Blacks weren't the only ones being stereotyped in advertising, of course. The Frito Bandito enjoyed the wildest ride of any fictional Mexican since Jose Jimenez appeared on Ed Sullivan. The corn-chip confiscator was created in 1967 for Frito-Lay by the ad agency Foote, Cone & Belding, and later animated by the great Tex Avery, and voiced by the ubiquitous Mel Blanc. The company was initially taken aback by the protests of Mexican-Americans: "unshaven, unfriendly, and leering" one called him (think Treasure of the Sierra Madre). They even attempted a compromise: instead of having the comical muchacho steal people's corn chips, he just talked them out of them. (More like a white man.) Finally, in 1971, the company caved and retired the bandito and his sombrero.
Chun King Chinese food was the result of a stroke of marketing genius by Minnesotan Jeno Paulucci, who bought a Chinese food cannery in Duluth in 1947 and sought to create, and then satisfy, America's hunger for chow mein and chop suey. Early ads used pictures of coolies, complete with pigtails and pajamas, to hawk their wares until growing sensitivity to racial diversity (many Chinese-Americans did not dress like Hop Sing, it seems) caused them to cool it. By the 1960's, Chun King campaigns had a lighter touch: Legendary satirist Stan Freberg, for the 1962 "Chun King Chow Mein Hour: Salute to the Chinese New Year," created a folk group called the Chun Kingston Trio that sang "Oh, Handle Me Down My Walking Chow Mein."
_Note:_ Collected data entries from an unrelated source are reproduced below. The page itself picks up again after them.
PR #619, opened 2026-07-16
Harness UI: evidence-rendered done (a completion claim is only as good as its refs)

merklebonsai:
The honesty family's completion unit: the harness renders EVIDENCE, never a success toast. A turn claiming completion without evidence must LOOK different from one with it — absence is information.

## Wire truth (grounded against the merged producer)

`Contract.gated_done_payload/4` + the done-gate emit `turn_completed{final: true}` with `refs: [session-scoped journal offsets]` attached ONLY on gate accept; rejection closes fail-open with no refs key. Refs point at same-turn tool-result completions. The cross-lane accord's codified shape matched the wire exactly — no schema gaps.

## Rendering, both arms

- **Evidence**: summary line ("N evidence refs: 2 tool results, 1 message") + up to 3 per-ref labeled lines + "+N more". Session-scoped resolution via an id->event index built over the id-recovered stream BEFORE family partition, so cross-turn and recovered-id refs resolve. Dangling refs render a literal "unresolvable evidence ref" and still count in the breakdown — never silently dropped.
- **Absence**: a literal dim "no evidence provided" row — pinned by tests asserting the text's PRESENCE (folded and expanded), not merely evidence's absence.
- **Untrusted content**: ref labels are control-byte-stripped and clamped to 32 display columns at extraction.
- **Zero-block final turn**: no synthesized block (structural-tier law holds); an explicit diagnostic instead.

## Identity decision

Completion is transcript content — included in both snapshot identity keys (unlike recovery metadata). Both frozen snapshot families deliberately re-blessed; every diff verified completion-only.

## Cross-lane note (posted to the coordination thread)

Because rejection is silent on the wire, the UI cannot distinguish REJECTED evidence from NONE OFFERED — both render "no evidence provided". If the lane wants that distinction surfaced, the payload needs a rejection marker.

## Verification

Red-first twice (18 red initial + a second red pass for the accord revision, captures kept). 22 named tests + 2 body tests + a new two-arm golden fixture. Harness+components 966/966; full suite 6121/6125 (all 4 verified unrelated — 3 rerun-green, 1 pre-existing environmental with changes stashed); both bless --checks current; warnings + format clean.


DROOdotFOO (commented):

Scope: the completion-evidence feature only (commit 1de5b335). Reviewed against the
producer it grounds against (`DoneGate` / `Contract.gated_done_payload/4` in
`packages/raxol_agent`) plus the block/block_body render path. One positive up front:
the untrusted-content ANSI vector IS handled -- `sanitize_completion_label/1`
(`block_builder.ex:447`) strips ESC/0x1B and every C0 byte + DEL byte-wise, then
`TextLayout.truncate/3` clamps to 32 display columns, so no ANSI/escape injection reaches
a block through a ref label. No crash/raise paths found. The findings below are about the
*honesty guarantee*, which is materially weaker than the framing claims.

### HIGH

- **[Security Auditor] high** `lib/raxol/harness/projection/block_builder.ex:333-341,349-361` --
  Ref resolution re-validates NONE of the gate's acceptance rules. `resolve_completion_entry/3`
  and `ref_type/2` do a single `Map.get(session_index, ref)` (existence-only) and render whatever
  the id resolves to as proven evidence. The producer's `DoneGate.gate/3`
  (`packages/raxol_agent/lib/raxol/agent/done_gate.ex:257-267`) rejects `:not_evidence`,
  `:foreign_turn`, `:stale_evidence`, and `:mutation_echo`; the renderer enforces none of them.
  Failure scenario: any journal the harness renders (a crafted `.jsonl`, a replayed session, or a
  future producer) that carries `refs` the gate would reject renders them verbatim as
  completion evidence -- a turn the gate calls UNPROVEN renders as proven-done.
  "Evidence rendered" is not "evidence gate-accepted." (reproduced) `completion_evidence_test.exs:194`
  ("cross-turn") passes (21/21 in an isolated worktree): a t2 done citing t1's tool_result
  `refs:[5]` renders `1 evidence ref: 1 tool result / mix_test - 42 tests, 0 failures`, which is
  exactly the input `DoneGate.gate/3` returns `{:error, {:foreign_turn, 5}}` for.
  Fix: resolve refs through the same evidence-class + same-turn + ordering predicate the gate
  uses (or render gate-rejected refs distinctly), so the transcript cannot display as proof a ref
  the authority rejects.

### CONCERNS

- **[Saboteur] concern** `test/fixtures/harness/goldens/simple-chat.flat.golden.txt:4` (and the
  inline_log / tmux_conservative siblings) -- fail-open conflates three distinct states into one
  row. `gated_done_payload/4` (`contract.ex:269`) always emits `final: true` and omits `refs` on
  reject; the renderer then yields `%{evidence: :none}` -> `"no evidence provided"`. (reproduced)
  the greeting fixture `simple-chat` ("Hello!", a `final:true` turn with no refs) now renders
  `no evidence provided`. With the live v0 producer (DoneGate is observe-only and fully
  fail-closed on v0 journals, per its own moduledoc -> most candidates resolve to `:mutation_echo`
  -> no refs) essentially EVERY done renders this row. It cannot distinguish (i) a gate-REJECTED
  evidence attempt, (ii) a done that cited nothing, and (iii) a trivial chat turn where evidence
  is irrelevant. "Absence is information" collapses to "absence is everywhere" -- the row is noise
  on the common path, so a genuinely suspicious unproven-done looks identical to a greeting. The
  PR's cross-lane note admits (i) vs (ii); the greeting golden shows (iii) makes it worse.
  Fix: only attach the absence row where evidence is expected (e.g. the turn had tool activity),
  or carry a rejection marker so (i) reads differently from (ii)/(iii).

- **[Saboteur] concern** `lib/raxol/harness/projection/block_builder.ex:326-331` -- refs are
  absolute session offsets; compaction is a staleness vector. If the cited `tool_result` is
  compacted out of the id-recovered stream (`id_ok`), `session_index` loses the key and a
  legitimately-proven done renders `unresolvable evidence ref` -- indistinguishable from a
  fabricated/bogus ref. Note: the offsets are stable ids (counter-derived, `contract.ex:296`),
  NOT array indices, so reattach does NOT shift them (that hypothesis is refuted); compaction is
  the real staleness path. Fix: document that evidence refs do not survive compaction, or resolve
  against a retained evidence sidecar rather than the live id-recovered set.

### LOW

- **[New Hire] low** `lib/raxol/harness/projection/block_builder.ex:139-148` (moduledoc "Refs are
  SESSION-scoped") -- the doc states a ref "may legitimately point at an earlier turn's
  `tool_result`," which directly contradicts the contract it names as ground truth: `DoneGate`
  rejects a cross-turn ref as `:foreign_turn`. A maintainer reading both cannot tell which is
  authoritative -- "what must a ref point at?" has two conflicting answers in the same feature.
  Fix: state that the honest producer only emits same-turn refs and that session-scope is a
  deliberate super-set (and why), or align the renderer to same-turn.

- **[New Hire] low** `test/fixtures/harness/goldens/` -- no byte-golden pins the evidence-PRESENT
  arm. The only `.golden.txt` files touched (simple-chat, multi-tool-turn) show the ABSENCE arm
  only; the rendered summary line, the `/ label` entry rows, and `+N more` are pinned solely by
  unit tests + the structural `evidence-done.t7blocks.json`, never by a byte-golden in any of the
  three tiers. The visual the PR headline promises ("N evidence refs: 2 tool results, 1 message")
  is unverified at the byte/ANSI level. Fix: add an `evidence-done` byte-golden per tier so the
  evidence arm's rendered bytes are frozen like the absence arm's.

- **[New Hire] low** `lib/raxol/ui/components/harness/block_body.ex:88-90` --
  `wrap_with_completion/2` wraps the mounted view in a `Components.column/1` whenever the
  `:completion` key is present, even if `Block.completion_rows/2` returns `[]` for an unrecognized
  shape. That contradicts the moduledoc's "byte-identical, no wrapping" claim for that case (minor;
  not reachable from the current builder, which never emits an unrecognized shape). Fix: guard on
  `completion_rows/2` returning a non-empty list before wrapping.

### Cross-persona overlaps

The HIGH (Security), the fail-open CONCERN (Saboteur), and the first LOW (New Hire) share one
root: the renderer treats wire-presence of `refs` as proof and never re-derives the gate's
acceptance semantics. The producer is the authority on "a completion claim is only as good as its
refs," yet the render path neither validates against it nor surfaces its verdict. Promoted: the
single highest-leverage fix is to make the renderer agree with `DoneGate` on what a valid,
citable ref is (and to make a gate rejection legible), which resolves all three at once.

### Verdict: CONCERNS

Not a BLOCK: the trusted live producer only ever emits gate-accepted same-turn refs, so the
false-evidence render path is not reachable through the honest path today; the ANSI/control-byte
sanitize+truncate boundary is sound; and no raise/crash paths were found. But for a feature whose
thesis is completion honesty, "rendered evidence" is not "validated evidence," and the absence row
is near-universal on the common path -- the guarantee is weaker than the PR frames it. The two
teeth: (1) a crafted/replayed/foreign-turn journal renders false evidence as proven-done because
the renderer skips every gate check (reproduced via the author's own passing cross-turn test),
and (2) fail-open makes a rejected done, an evidence-less done, and a plain greeting all render
identically.

merklebonsai:
Review response landed as `069a4efed`. Point-by-point:

**HIGH — renderer re-validates none of the gate's acceptance rules.** *Partially confirmed; the proposed fix refuted on three grounds; the disclosure gap fixed.* Your factual claim and reproduction are correct. But "resolve refs through the same predicate the gate uses" is (1) structurally impossible — `raxol_agent` depends on main `raxol`, never the reverse (frozen package graph), so the renderer cannot call the gate; (2) doctrinally wrong — the decision-time-fold law makes the admission gate the SOLE security boundary; duplicating its predicates in the display lane creates a second authority that drifts; (3) contrary to the ratified accord, which codified session-scoped resolution and mandated the exact cross-turn test you reproduced with. What survives is a disclosure gap, now shipped: cross-turn entries carry a mark, render `[cross-turn]` on the entry line and `(N cross-turn)` in the summary, tallied over ALL refs (a cross-turn ref beyond the entry cap still discloses). A foreign-turn citation now looks different — shown, not laundered. Ordering/mutation-echo checks stay with the gate, where the mutation semantics live.

**CONCERN — fail-open conflates three states.** *Observation confirmed; both proposed fixes refuted in-lane.* Gating the absence row on tool activity contradicts the ratified spec's unconditional absence pin; a rejection marker requires a producer wire change (already raised on the cross-lane thread). Now documented in a "Known conflation (fail-open wire)" section with an explicit do-not-weaken instruction.

**CONCERN — compaction staleness.** *Confirmed as doc gap; documented with a disambiguator the review missed:* interior drops set the projection's `damaged: true` flag, so unresolvable-in-a-damaged-stream (possible compaction victim) is distinguishable from unresolvable-in-an-intact-stream (ref never existed).

**LOW — "legitimately" cross-turn wording.** *Confirmed, rewritten:* the gate is the sole acceptance authority; session scope is a deliberate display-side superset so rejected citations are shown (marked), not hidden.

**LOW — no byte-golden pins the evidence arm.** *Confirmed, fixed:* the evidence fixture joined the golden matrix — 6 new files across all three tiers pin the summary, entry line, and absence row at byte level; existing goldens byte-untouched.

**LOW — wrap on empty completion rows.** *Confirmed, fixed:* unrecognized shapes render byte-identical to the unwrapped mount, pinned.

Red-first both passes (4 red this round, 18 the original). Harness+components 976/0; full suite 6133/6135 (both pre-existing, stash-verified); both bless --checks current; the no-churn pin held through the fix pass.

DROOdotFOO (commented):

Since last review: 1de5b335..069a4efe

Scope: the follow-up commit `069a4efe` ("Disclose cross-turn evidence refs and pin the evidence arm byte-golden"). I re-ran the prior HIGH's exact reproduction and probed the three sibling rejection classes.

- **Prior HIGH, cross-turn (foreign_turn) arm -- FIXED.** The exact case my last review reproduced (a `t2` done citing `t1`'s `tool_result`) now renders differently instead of as clean proven-done. `resolve_completion_entry/4` (`block_builder.ex:722-747`) compares the resolved event's `turn_id` against the claiming `turn_completed`'s `turn_id`, stamps `cross_turn: true`, and `block.ex:781-782` suffixes the line with `" [cross-turn]"` plus a session-wide `"(N cross-turn)"` summary tally. Verified against the shipped test at `completion_evidence_test.exs:193-224`.
- **Cross-turn tally survives the entry cap.** `cross_turn_total` is counted over ALL refs, not just the shown `@max_completion_entries` (`block_builder.ex:660-664`) -- a cross-turn ref pushed past the cap is still disclosed in the summary. Sound and tested (`completion_evidence_test.exs:244-269`).
- **BlockBody unrecognized-shape byte-identity -- FIXED (latent bug).** `wrap_with_completion/2` now computes `completion_rows/2` FIRST and branches on `[]` (`block_body.ex:88-93`) rather than pattern-matching the mere presence of the `:completion` key. Since `completion_rows(%Block{}, _)` falls through to `[]` (`block.ex:773`) for any unrecognized completion shape, an unknown shape now renders byte-identical to the unwrapped mount. The prior key-presence match would have wrapped (and shifted bytes) for an unrecognized shape.
- **Two prior limits now documented (not fixed).** The moduledoc now openly states the fail-open conflation and the compaction-staleness gap (`block_builder.ex` "Known conflation" / "Staleness under compaction" sections).

### High

- **False-evidence surface only PARTIALLY closed: `:stale_evidence` and `:mutation_echo` still render as clean proven-done. (reproduced)** The gate (`packages/raxol_agent/lib/raxol/agent/done_gate.ex:250-273`) rejects five classes: `:missing_ref`, `:not_evidence`, `:foreign_turn`, `:stale_evidence`, `:mutation_echo`. The renderer now discloses exactly two of them out of band (`:missing_ref` -> `unresolvable evidence ref`; `:foreign_turn` -> `[cross-turn]`) and one via the type breakdown (`:not_evidence` -> renders "1 message", not "1 tool result"). But **`:stale_evidence` and `:mutation_echo` are same-turn refs, so the `turn_id`-only cross-turn check never fires and they render as clean, unmarked evidence.**

  Reproduced on the renderer side (worktree at `069a4efe`): a single turn `t1` with a `tool_result` at id 5 (`mix_test`), then a LATER mutation (`rm_rf` `tool_use` at id 7), then `turn_completed final:true refs:[5]`. The renderer output:

  ```
  %{total: 1,
    evidence: [%{label: "mix_test — 42 tests, 0 failures", type: :tool_result, ref: 5}],
    type_counts: [%{count: 1, type: :tool_result}]}
  ```

  No `cross_turn`, no marker -- byte-identical to honest fresh evidence. The gate on the same journal rejects `refs:[5]` as `{:error, {:stale_evidence, 5}}` (deterministic from `done_gate.ex:263-264`: `last_mut = 7` because the `rm_rf` `tool_use` is mutating, and the cited event id `5 <= 7`). So a done whose only evidence predates a subsequent destructive mutation renders as a clean checkmark-equivalent -- exactly the honesty-creed violation the feature exists to prevent, for two of the five classes. The `mutation_echo` class is the same shape (same-turn, unmarked).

Native Americans got their share of disrespect, long before people called them Native Americans. I grew up hearing the Hamm's beer jingle, "From the Land of Sky Blue Water," to which a chorus chanted, in time to tom-toms, a paean to the suds "brewed for many moons." Again, it's really only in the context of alcoholism on Indian reservations that the imagery loses its luster. Later advertisements also used the tom-tom-and-war-chant motif, though with slightly more respect: Mazola, Corn Goodness aad from the seventies featured an earthy, sexy noble Indian woman extolling the virtue of the corn – "what we call maize" – used in Mazola margarine. (By the seventies, Indians were always noble; they got that way after we killed them.)
And lest this all sounds too PC for you, let's give a shout-out to the Red Stripe beer commercial in which a Jamaican ambassador gives a frat boy a bottle and watches him commence to skank. "Helping our white friends dance for over 70 years!" he says. Now that's the spirit of brotherhood.